The Odatv suspects are being charged in the indictment of the Odatv case by the prosecutor with generating moral support in the media for those who were preparing to stage a coup and laying the ground for a coup. Thirteen people, including Soner Yalçın, owner of Odatv, as well as Yalçın Küçük who is being prosecuted in the Ergenekon investigation, are suspects in the investigation.
The ongoing investigation will reveal whether the charges are true. Independent of the investigation, Odatv attracted hatred and reaction from many circles even before a legal process was initiated. I would not know if Odatv is connected to Ergenekon, but what they have done in the past is out there. They have fabricated many lies and have slandered people, involving many of us personally in their acts. They have pursued character assassination. For this reason, almost nobody objected to the arrest of Yalçın or Küçük. They were so unpopular that even those who tried to undermine the Ergenekon cases did not launch any campaign for their release. However, they have been under arrest for almost a year. What they are doing is journalism, but nobody supports to them.
But this has not been the case with Şık and Şener. Strong reaction has been voiced in Turkey against their arrest. The reaction has expanded to attract attention on the international stage as well. Şık is a popular name in journalism circles. Şener also has a lot of fans. It is not proper to consider them in the category of other members of the Odatv. But for me, Şener is a more questionable person. In her column published in the Sabah daily, Nazlı Ilıcak elaborated on this matter, and I endorse what she wrote.

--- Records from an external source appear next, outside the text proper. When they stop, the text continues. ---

PR #4854, opened 2021-08-11
tiltfile: add builtins for extension_repo, extension

nicks:
Hello @milas, @landism,

Please review the following commits I made in branch nicks/tiltfileapi:

7ba55ef879a359b7586a67d321973420dba4a4fb (2021-08-11 19:23:05 -0400)
tiltfile: add builtins for extension_repo, extension

279cd7a7cdff45fa247eceef951187fb6ea1cebd (2021-08-11 18:28:26 -0400)
tiltfile: disambiguate tiltextension and starkit.Extension


nicks:
this puts everything together and should be enough for me to write some cool demos with, while setting us up to codegen some of this later

internal/tiltfile/tiltfile.go
```diff
@@ -186,6 +189,9 @@ func (tfl tiltfileLoader) Load(ctx context.Context, filename string, userConfigS
 	tlr.Manifests = manifests
 	tlr.TeamID = s.teamID
 
+	objectSet, _ := v1alpha1.GetState(result)
+	tlr.ObjectSet = objectSet
```
milas, line 193: Why do we ignore errors from all these? It's consistent with the others so not suggesting changing now, but would it make sense to create an aggregate error for assignment to `tlr.Error` in the future?

web/storybook.tiltfile
```diff
@@ -1,6 +1,10 @@
 # Enforce versioning so that labels are supported
 version_settings(constraint='>=0.22.1')
 
+# Uncomment to try the cancel button extension
+#v1alpha1.extension_repo(name='default', url='file:///home/nick/src/tilt-extensions')
```
milas, line 5: Harmless but just commenting in case you meant to remove

milas (approved):

internal/tiltfile/tiltfile.go
nicks: ya, I'm going to change them to all use MustState (which panics on error)

The problem is that an error here is a hard-stop programmer error - in particular, that you're trying to get the state of a plugin, but never registered that plugin.

Honestly, my vision for this is that TiltfileLoadResult goes away entirely, and is almost entirely a collection of API objects and/or Plugin state

web/storybook.tiltfile
nicks: nope! just showing what this looks like. the v1alpha1 in the module name is a bit weird IMHO, but it's a k8s convention that i guess people are familiar with? and will put pressure on us to make it v1

internal/tiltfile/tiltfile.go
nicks: wait, nope, the original code was correct. I added this comment:

```
	// All data models are loaded with GetState. We ignore the error if the state
	// isn't properly loaded. This is necessary for handling partial Tiltfile
	// execution correctly, where some state is correctly assembled but other
	// state is not (and should be assumed empty).
```

nicks: (it would not be correct to aggregate + report the GetState errors, since that would just obscure the original error)

milas: ahhhh ok that makes sense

“At this point, I have to say the reality that many people have put trust in [Şener fighting to solve the Dink case] is not what it looks like. It is generally argued that Nedim Şener tried to resolve the Hrant Dink murder case. However, if you read his books, you will see that he, along with Hanefi Avcı, adopted a position by which he served as a party to an internal row within the police department. Let me explain using an example. Dink's lawyers revealed that the information on Dink's murder was not properly evaluated by the intelligence unit in the İstanbul police department, that no serious work has been done to use this information and that fake documents were issued to show that the information was assessed by the relevant units. It was Ahmet İlhan Güler, İstanbul intelligence chief, who did not properly use the information and did not address the issue. Despite the fact that the İstanbul intelligence unit argued that they had initiated an investigation after receiving information from Trabzon on Feb. 17, 2006, a subsequent inspection revealed that the report was drafted after the murder. It was determined that the persons who signed the document were not present on the Anatolian side of the city on that date and that they were on an assignment for another investigation. The İstanbul intelligence unit also did not conduct any study in regards to the phone calls by Osman Hayal. However, it presented some computer printouts that indicated it had actually done so, but intelligence chief Ramazan Akyürek, based on IT work conducted at the center, noted that there was no log of information indicating that Hayal's phone calls were being intercepted by the İstanbul intelligence unit. In response, the İstanbul intelligence unit argued that the log records were modified.”
Ergenekon, Balyoz, the Internet motion, the Action Plan to fight Reactionarysm, Poyrazköy and the Cage action plan investigations are pretty important legal cases for Turkish democracy. These cases bear importance for the end of the military and oligarchic guardianship in Turkey. For this reason, these cases have been at the center of the struggle between reform coalition and guardianship figures because it is obvious that once the structure of the deep state is identified properly, a huge clandestine organization where the media plays a critical role and is inclusive of leading business circles, bureaucrats and politicians as contributors will to come to an end. The erosion of the legitimacy of these cases is therefore very important for the guardianship coalition.
For this reason, it is extremely important that these cases are handled in accordance with universal legal rules in a fair and just manner because there should be no other choice than siding with human rights in principle. It is not possible for us to favor punishment of the innocent for the sake of greater benefits in terms of justice. These cases have been undermined because of external support and mistakes committed so far, and the extensions of Ergenekon lobby have used this opportunity to undermine the legal process. What needs to be done is to introduce further reforms in the legal system rather than adopting a harsh stance against the efforts of the Ergenekon lobby. Let us recall a recent report released by the European Court of Human Rights in 2011, indicating that Turkey is the most convicted state by the court and that we rank 148th out of 179 countries in terms of press freedom.
Legal errors will do the greatest harm to the Ergenekon trials. It is essential to pay attention to this.